The walls were amazing…miles and miles of stone upon stone, all placed by hand – some last year, some last century, some nestled together by the careful hands of long-dead shepherds often more than 500 years earlier, when the hedges in the Southern counties were being planted. The same move by landowners towards sheep and cattle farming as an alternative to arable crops led in just the same way to the need for enclosures, although two factors were very different in the North. Firstly, the climate was far less hospitable; the stone more readily available, so walls became the preferred field boundaries. And sadly, from the enormous counties of Lancashire and Yorkshire Northwards, peasants were turned off their traditional pastures, their meagre livelihoods all but destroyed, as the land barons girdled the common lands and extended their properties. Just as in the South, the longest, straightest enclosures along the very highest and most forbidding hills were put in place between 2- and 300 years ago. Unlike the Southern hedges, however, the great longevity of the walls owes nothing to the work of nature, but is a testament to the skills of those who built the walls; packing down the solid earthen core, and placing the splinters of interlocking rock in a way that was designed to serve them, their children, and their children’s children.

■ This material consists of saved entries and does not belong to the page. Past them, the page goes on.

PR #1136, opened 2021-12-07
factor out function for getting top level directory of cloudinit

holmanb:
```
Add a test helper to get top level directory

Many tests need to get the location of files & dirs within the cloud-init
project directory.

Tests implement this in various different ways, and often those ways
depend on the current working directory of the pytest invocation.
Create helper functions (and tests) that gets the path of the top
directory or any sub directory under the top directory. This function
does not depend on the environment.
```

## Additional Context
- This is not a very high value refactor, but not being able to run pytest wherever I please has been bugging me.
- It should also makes a common task less slightly less error prone and tedious.
- I'm sure that I missed tests.
- The tests I converted were unittests that fail when running pytest in a subdirectory.

### DIFF
--- a/tests/unittests/helpers.py
+++ b/tests/unittests/helpers.py
@@ -510,7 +510,7 @@ if not hasattr(mock.Mock, 'assert_not_called'):
 def get_top_level_dir() -> Path:
     """Return the path to the top cloudinit project directory
 
-    @return Path('top-cloudinit-dir>')
+    @return Path('<top-cloudinit-dir>')
     """
     return Path(cloudinit.__file__).parent.parent.resolve()
 
--- a/tests/unittests/helpers.py
+++ b/tests/unittests/helpers.py
@@ -507,12 +507,12 @@ if not hasattr(mock.Mock, 'assert_not_called'):
     mock.Mock.assert_not_called = __mock_assert_not_called
 
 
-def get_top_level_dir():
+def get_top_level_dir() -> Path:
     """Return the path to the top cloudinit project directory
 
     @return Path('top-cloudinit-dir>')
     """
-    return Path(cloudinit.__file__).parent.parent
+    return Path(cloudinit.__file__).parent.parent.resolve()
 
 
 def CloudinitDir(sub_path: str) -> str:
--- a/tests/unittests/helpers.py
+++ b/tests/unittests/helpers.py
@@ -464,7 +464,7 @@ def wrap_and_call(prefix, mocks, func, *args, **kwargs):
 
 
 def resourceLocation(subname=None):
-    path = CloudinitDir('tests/data')
+    path = cloud_init_project_dir('tests/data')
     if not subname:
         return path
     return os.path.join(path, subname)
@@ -515,12 +515,12 @@ def get_top_level_dir() -> Path:
     return Path(cloudinit.__file__).parent.parent.resolve()
 
 
-def CloudinitDir(sub_path: str) -> str:
+def cloud_init_project_dir(sub_path: str) -> str:
     """Get a path within the cloudinit project directory
 
     @return str of the combined path
 
-    Example: CloudinitDir("my/path") -> "/path/to/cloud-init/my/path"
+    Example: cloud_init_project_dir("my/path") -> "/path/to/cloud-init/my/path"
     """
     return str(get_top_level_dir() / sub_path)
 
--- a/tests/unittests/helpers.py
+++ b/tests/unittests/helpers.py
@@ -508,7 +508,7 @@ if not hasattr(mock.Mock, 'assert_not_called'):
 
 
 def get_top_level_dir() -> Path:
-    """Return the path to the top cloudinit project directory
+    """Return the absolute path to the top cloudinit project directory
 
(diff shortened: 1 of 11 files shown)


tests/unittests/test_subp.py
```diff
@@ -232,13 +232,17 @@ def test_c_lang_can_take_utf8_args(self):
...
-            'import json, sys',
-            'from cloudinit.subp import subp',
-            'data = sys.stdin.read()',
-            'cmd = json.loads(data)',
-            'subp(cmd, capture=False)',
-            ''])
+        python_prog = '\n'.join(
+            [
+                'import json, sys',
+                'sys.path.append("{}")'.format(get_top_level_dir()),
```
holmanb, line 238: Setting the pythonpath environment variable in subp didn't seem to work. That would have been cleaner, but this works too.

tests/unittests/helpers.py
```diff
@@ -504,4 +506,18 @@ def __mock_assert_not_called(mmock):
...
+
+def get_top_level_dir() -> Path:
+    """Return the path to the top cloudinit project directory
+
+    @return Path('<top-cloudinit-dir>')
+    """
+    return Path(cloudinit.__file__).parent.parent.resolve()
+
+
+def CloudinitDir(sub_path: str) -> str:
```
TheRealFalcon, line 518: Is there a reason we're going with this naming? Usually functions are lowercase and snake case. Additionally, I don't think the naming tells me enough to know if this refers to the top-level project directory or the `cloudinit` directory within it.

I also wonder how much we need this additional helper. To take a random example from this PR, is there really much difference between:
`CloudinitDir('tools/ds-identify')`
vs
`get_top_level_dir() / "tools/ds-identify"`

(with maybe a `str` cast when needed?)

TheRealFalcon (commented):
I like the overall approach...just some inline questions about the function implementation.

Also, I think test_schema.py, line 53 needs this too. It currently looks like
`files = list(Path("../../cloudinit/config/").glob("cc_*.py"))`
which doesn't work for me since I'm not running pytest from that directory. I have it replaced locally with
```python
    files = list(
        (
            Path(__file__).parent.parent.parent.parent / "cloudinit" / "config"
        ).glob("cc_*.py")
    )
```
which is much less nice than using this would be.

tests/unittests/helpers.py
holmanb: > Is there a reason we're going with this naming? Usually functions are lowercase and snake case. Additionally, I don't think the naming tells me enough to know if this refers to the top-level project directory or the cloudinit directory within it.

I was trying to think of something short that got the point across and that's what I landed on. Happy to change it to something better. I actually had it implemented as a class in a previous iteration, hence the style.

`get_cloud_init_project_dir()`?

`cloud_init_parent_dir()`?

I'm open to suggestions.

> I also wonder how much we need this additional helper. To take a random example from this PR, is there really much difference between:
CloudinitDir('tools/ds-identify')
> vs
> get_top_level_dir() / "tools/ds-identify"
>
> (with maybe a str cast when needed?)

Most of the locations that I've replaced so far actually expect to do `str` things (+ concatenation, encode('utf-8'), etc) to the returned object. If we did that we would have to cast many of the returned values, which is why I chose this approach.

[A previous iteration](https://github.com/holmanb/cloud-init/commit/b03b911e52deac1cf225f0a8b720a8afa81a130e#) actually subclassed `Path()` and implemented the magic methods required currently (`__add__`, `__addr__`, as well as `encode()`). But something in Python 3.5 was failing which drove me to just return a `str` from the function. (iirc it was join() in 3.5 standard library `os` functions requiring the objects to actually be `str` objects not just implement the magic methods, or something like that).

TheRealFalcon: Thanks, that explanation makes sense. 

As far as naming, I think "project" or "root" is clearer than "parent". `get_cloud_init_project_dir()` or `cloud_init_root_dir()`? Pick your poison.

tests/unittests/test_subp.py
smoser: you probably want to prepend, not append.  The right 'cloudinit.subp' to import is the one in the top level dir, if there were others in the path for some reason then you'd get the wrong one.

that said, '' is (I think) usually the first token of sys.path, which is why this worked before.  So I don't really think you have to change anything unless the intent is to execute these tests with some other working directory.

tests/unittests/test_helpers.py
```diff
@@ -34,4 +35,42 @@ def test_get_ipath_and_empty_instance_id_returns_none(self):
...
+        Note: Recursively searching for .git/ fails during build tests due to
+        .git not existing. This implementation assumes that ../../../ is the
+        relative path to the cloud-init project directory form this file.
+        """
+        out = Path(__file__).parent.parent.parent.resolve()
+        return out
+
+    def test_top_level_dir(self):
+        """Assert the location of the top project directory is correct"""
+        assert 1 == len(
```
TheRealFalcon, line 55: Nit: `assert self.top_dir == self._get_top_level_dir_alt_implementation()` should work here, right?

TheRealFalcon (approved):
Thanks!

As we drove through that amazing and historic scenery, we passed signposts to placenames familiar to both of us – Hexham, Leyburn, Richmond and Penrith to name but a few – except the versions we were acquainted with were on the other side of the world. Another time, another place.

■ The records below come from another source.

PR #1140, opened 2021-12-07
Improve error message in cloud-init.log

KsenijaS:
Improve error message in cloud-init.log for images without ntfs support.

### DIFF
--- a/cloudinit/util.py
+++ b/cloudinit/util.py
@@ -1752,12 +1752,10 @@ def mount_cb(device, callback, data=None, mtype=None,
                     mountpoint = tmpd
                     break
                 except (IOError, OSError) as exc:
-                    stderr = "Stderr: mount: unknown filesystem type 'ntfs'"
-                    if stderr in str(exc):
-                        LOG.debug("No support for mounting ntfs.")
-                    else:
-                        LOG.debug("Failed mount of '%s' as '%s': %s",
-                                  device, mtype, exc)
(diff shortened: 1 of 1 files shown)


holmanb:
Hi @KsenijaS, thanks for the PR!

I agree that the current debug message may leave some things to be desired.

Currently if running on an image without ntfs support, I think an attempt to mount an ntfs file system here would produce a debug message that looks something like: `"Failed mount of '/dev/sdaN' as 'ntfs': Stderr: mount: unknown filesystem type 'ntfs'"`. Is that correct?

I have a comment on the change you requested, as well as some potential ideas.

And by the time we reached the turning off the motorway to Faugh, there was no more oilseed rape, no more hedging - everything was given over to vast rolling hills – green pastures dotted liberally with sheep, and divided by those amazing walls. From the motorway we drove on a few B-roads through small villages and past little copses where no doubt pheasant and fox acted out their age-old games of life and death in the woodlands.

The motorway had been swift and dull, but the winding lanes that led us to our destination for the night opened up with scene after scene that could have been taken directly from a BBC drama series set 200 years ago. A tiny, one-lane, dry-stone bridge crossed the muddy, sheep-stamped sides of a trickling stream, edged here and there with gleaming golden tufts of greater celandine flowers. That the celandines survived along the banks where all else failed to avoid being eaten by sheep was a testimony to its toxic and bitter nature. But the blooms were beautiful, like large, lush buttercups.

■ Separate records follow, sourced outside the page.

PR #1144, opened 2021-12-09
Schema processing changes (SC-676)

TheRealFalcon:
## Proposed Commit Message

```
Schema processing changes

* Use proper logging
* Add parsing for patternProperties
* Add label to annotate patternProperties
* Log warning if schema parsing fails during metaschema processing
* Some schema test fixes
```

## Checklist:

### DIFF
--- a/cloudinit/config/schema.py
+++ b/cloudinit/config/schema.py
@@ -17,6 +17,7 @@ import sys
 import yaml
 
 error = partial(error, sys_exit=True)
+LOG = logging.getLogger(__name__)
 
 _YAML_MAP = {True: 'true', False: 'false', None: 'null'}
 CLOUD_CONFIG_HEADER = b'#cloud-config'
@@ -91,7 +92,9 @@ def get_jsonschema_validator():
     # This allows #cloud-config to provide valid yaml "content: !!binary | ..."
 
     strict_metaschema = deepcopy(Draft4Validator.META_SCHEMA)
-    strict_metaschema['additionalProperties'] = False
+    strict_metaschema["additionalProperties"] = False
+    strict_metaschema["properties"]["label"] = {"type": "string"}
+
     if hasattr(Draft4Validator, 'TYPE_CHECKER'):  # jsonschema 3.0+
         type_checker = Draft4Validator.TYPE_CHECKER.redefine(
             'string', is_schema_byte_string)
@@ -140,7 +143,7 @@ def validate_cloudconfig_metaschema(validator, schema: dict, throw=True):
                     ('.'.join([str(p) for p in err.path]), err.message),
                 )
             ) from err
-        logging.warning(
+        LOG.warning(
             "Meta-schema validation failed, attempting to validate config "
             "anyway: %s", err)
 
@@ -168,7 +171,7 @@ def validate_cloudconfig_schema(
             validate_cloudconfig_metaschema(
                 cloudinitValidator, schema, throw=False)
     except ImportError:
-        logging.debug("Ignoring schema validation. jsonschema is not present")
+        LOG.debug("Ignoring schema validation. jsonschema is not present")
         return
 
     validator = cloudinitValidator(schema, format_checker=FormatChecker())
@@ -180,8 +183,8 @@ def validate_cloudconfig_schema(
         if strict:
             raise SchemaValidationError(errors)
         else:
-            messages = ['{0}: {1}'.format(k, msg) for k, msg in errors]
-            logging.warning('Invalid config:\n%s', '\n'.join(messages))
+            messages = ["{0}: {1}".format(k, msg) for k, msg in errors]
+            LOG.warning("Invalid config:\n%s", "\n".join(messages))
 
 
 def annotated_cloudconfig_file(cloudconfig, original_content, schema_errors):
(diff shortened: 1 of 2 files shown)


TheRealFalcon:
My use of "darker" has resulted in a few formatting-only changes. If it's annoying enough I can change them back.

cloudinit/config/schema.py
```diff
@@ -494,7 +516,11 @@ def get_meta_doc(meta: MetaSchema, schema: dict) -> str:
 
     # cast away type annotation
     meta_copy = dict(deepcopy(meta))
-    meta_copy["property_doc"] = _get_property_doc(schema)
+    try:
+        meta_copy["property_doc"] = _get_property_doc(schema)
+    except AttributeError:
+        LOG.warning("Unable to render property_doc due to invalid schema")
+        meta_copy["property_doc"] = ""
```
TheRealFalcon, line 523: If our schema doesn't include properties or otherwise doesn't adhere to the metaschema, this call would fail with a very obscure traceback rather than getting the test failure from the metaschema test telling us what we did wrong.

tests/unittests/config/test_schema.py
```diff
@@ -626,9 +627,11 @@ def _get_meta_doc_examples():
     examples_dir = Path(cloud_init_project_dir('doc/examples'))
     assert examples_dir.is_dir()
 
-    all_text_files = (f for f in examples_dir.glob('cloud-config*.txt')
-                      if not f.name.startswith('cloud-config-archive'))
-    return all_text_files
+    return (
```
TheRealFalcon, line 630: Without this, pytest will name the parametrized tests "example_path1", "example_path2", etc. With this, we see the actual path of the schema being tested.

cloudinit/config/schema.py
```diff
@@ -410,34 +418,53 @@ def _get_property_doc(schema: dict, prefix="    ") -> str:
...
+        schema.get("patternProperties", {}),
+    ]
+
+    for props in property_keys:
+        for prop_key, prop_config in props.items():
+            # Define prop_name and description for SCHEMA_PROPERTY_TMPL
+            description = prop_config.get("description", "")
+
+            # Define prop_name and description for SCHEMA_PROPERTY_TMPL
+            label = prop_config.get("label", prop_key)
```
holmanb, line 432: Glad to see this change is non-breaking (falls back to prop_key when label isn't defined).

cloudinit/config/schema.py
```diff
@@ -91,7 +92,14 @@ def get_jsonschema_validator():
     # This allows #cloud-config to provide valid yaml "content: !!binary | ..."
 
     strict_metaschema = deepcopy(Draft4Validator.META_SCHEMA)
-    strict_metaschema['additionalProperties'] = False
+    strict_metaschema["additionalProperties"] = False
+
+    # This additional label allows us to specify a different name
+    # than the property key. This is especially useful when using a
+    # "patternProperties" regex.
```
holmanb, line 99: Nit: This change happens in the `get_jsonschema_validator()`, but the purpose for this change is for generating meaningful doc labels. It might be helpful to explain "why it's helpful when using a patternProperties regex"

perhaps:
```
    # "patternProperties" regex, otherwise the property label in the generated docs will be a regular expression.
```

cloudinit/config/schema.py
holmanb: I like the addition of a useful message. Do you think we might want to add a unittest ensuring this isn't in the logs?

holmanb (approved):
This looks good to me.

I have a couple of minor nits and comments, but nothing worth holding up this PR over. It might be worthwhile to add a test to test_schema.py demonstrating how a a label in the schema overrides the property key. I would be fine with it getting merged as-is, however.

cloudinit/config/schema.py
TheRealFalcon: That's actually a little easier said than done. Since `get_meta_doc` runs at import time through various `__doc__ = get_meta_doc(meta, schema)` calls, we'll see this warning before the test has fully initialized and before the caplog fixture has a chance to start capturing logs.

Since this is really only a problem if we've defined a schema that fails against the metaschema, and since we test all of the module schemas against the metaschema, I'm ok leaving this one as is.

cloudinit/config/schema.py
```diff
@@ -410,34 +420,53 @@ def _get_property_doc(schema: dict, prefix="    ") -> str:
...
-                properties.append(SCHEMA_LIST_ITEM_TMPL.format(
-                    prefix=new_prefix, prop_name=prop_key))
-                new_prefix += '    '
-                properties.append(_get_property_doc(items, prefix=new_prefix))
-        if 'properties' in prop_config:
-            properties.append(
-                _get_property_doc(prop_config, prefix=new_prefix))
-    return '\n\n'.join(properties)
+                        SCHEMA_LIST_ITEM_TMPL.format(
+                            prefix=new_prefix, prop_name=prop_key
```
blackboxsw, line 455: This needs label I think right?
```suggestion
                            prefix=new_prefix, prop_name=label
```

blackboxsw (commented):
Good idea with the label. 
Only thing I think is really worth fixing 

non-blocking comments:
1. early skip from for loop if properties or patternProperties are empty
2. If you can find someway in metaschema to define that our objects need either "properties" or "patternProperties" go4it. Otherwise no concerns there as we do raise errors during processing of docs

blackboxsw:
> My use of "darker" has resulted in a few formatting-only changes. If it's annoying enough I can change them back.

I think this is fine here as I don't expect any downstreams to have patched the schema tool. It's worth us announcing the use of darker on the mailing list to align future development and make coding style standard. I think it is totally worth us doing this work to darken cloud-init code, but I want to generally do that in a separate non-functional set of PRs. This way downstreams won't have to sift through white-space related content versus functional changes in multiple PRs.

cloudinit/config/schema.py
```diff
@@ -91,7 +92,16 @@ def get_jsonschema_validator():
...
-    strict_metaschema['additionalProperties'] = False
+    strict_metaschema["additionalProperties"] = False
+
+    # This additional label allows us to specify a different name
+    # than the property key when generating docs.
+    # This is especially useful when using a "patternProperties" regex,
+    # otherwise the property label in the generated docs will be a
+    # regular expression.
+    # http://json-schema.org/understanding-json-schema/reference/object.html#pattern-properties
+    strict_metaschema["properties"]["label"] = {"type": "string"}
```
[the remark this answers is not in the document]
TheRealFalcon: I'm not sure I follow here. What are you wanting to have happen?

cloudinit/config/schema.py
```diff
@@ -410,34 +420,53 @@ def _get_property_doc(schema: dict, prefix="    ") -> str:
...
-                description=_parse_description(description, prefix),
-                prop_type=_get_property_type(prop_config),
+    property_keys = [
+        schema.get("properties", {}),
+        schema.get("patternProperties", {}),
+    ]
+
+    for props in property_keys:
+        for prop_key, prop_config in props.items():
+            # Define prop_name and description for SCHEMA_PROPERTY_TMPL
```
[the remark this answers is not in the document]
TheRealFalcon: I don't think so. Properties definitions look something like:
```
'properties': {
    'thing1': {
        'type': 'object',
        ...
    },
    'thing2': {
        ....
    }
}
```
With this example, first time through, `prop_key` would be `thing1` and `prop_config` would be the dictionary it defines. The only time we wouldn't get a truthy value for prop_conig is if we had a definition of one of the properties like `"thing1": {}` or `"thing1": None`, which is weird and doesn't adhere to the metaschema.

If we want to do validation within the function, we could bail if prop_config isn't an instance of dict/mapping, but what to do then? I don't think we should just return given that something is wrong here. We could throw a ValueError rather than the AttributeError we'll naturally get, but I think I prefer leaving the responsibility of anything invalid to the caller. This is why we have the warning on [line 529](https://github.com/canonical/cloud-init/pull/1144/files#diff-3dab74160d0d2e18837e4c271eb03209be4263cf51d44cb8ca78bb739fd3f68cR529)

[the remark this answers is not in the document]
blackboxsw: Oops misread the looping. I thought prop_key and prop_config were actually going to be values like:
prop_key = "properties"
prop_cfg = {} but you are already going through items() of the properties under the "properties" key here.
+1 disregard.

blackboxsw (approved):
Thanks for the unit test on the last commit. LGTM.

Along the major roads from Lincoln, Tammy had invented a driving game that she called ‘Identify the road-kill’. We were both surprised at the number of fur and feather bundles laying squashed on the road surface, or tumbled onto the grass verges of the carriageway. We were used to seeing kangaroos, wallabies, more rarely an echidna, and once a hefty wombat lying with its legs in the air as if asleep. Likewise we were no strangers to the battered corpses of innumerable crows and blackbirds – even the red feathers of an occasional Eastern Rosella, and all those turtles and large lizards who never seemed to get all the way across before making unwelcome contact with some great 45-tonne truck. But the creatures that we saw during our journeys in the UK were often mysterious, even to me, who had grown up with them.

Amongst the creatures that had met their fate on the English highways we of course spotted many pigeons and rabbits, and a few domestic pets. But I was greatly surprised by the quantity of raptors – goshawks and kestrels - along with numerous foxes, and a quite a large quantity of hedgehogs. Partridges and pheasants abounded in their grotesquely fixed poses, and I think I saw a large mole at one stage too. Other furry bundles were too long dead for identification at the speed we travelled past their last resting places, and even had we stopped to investigate, many would have been too decayed to guess at their pedigree with any accuracy.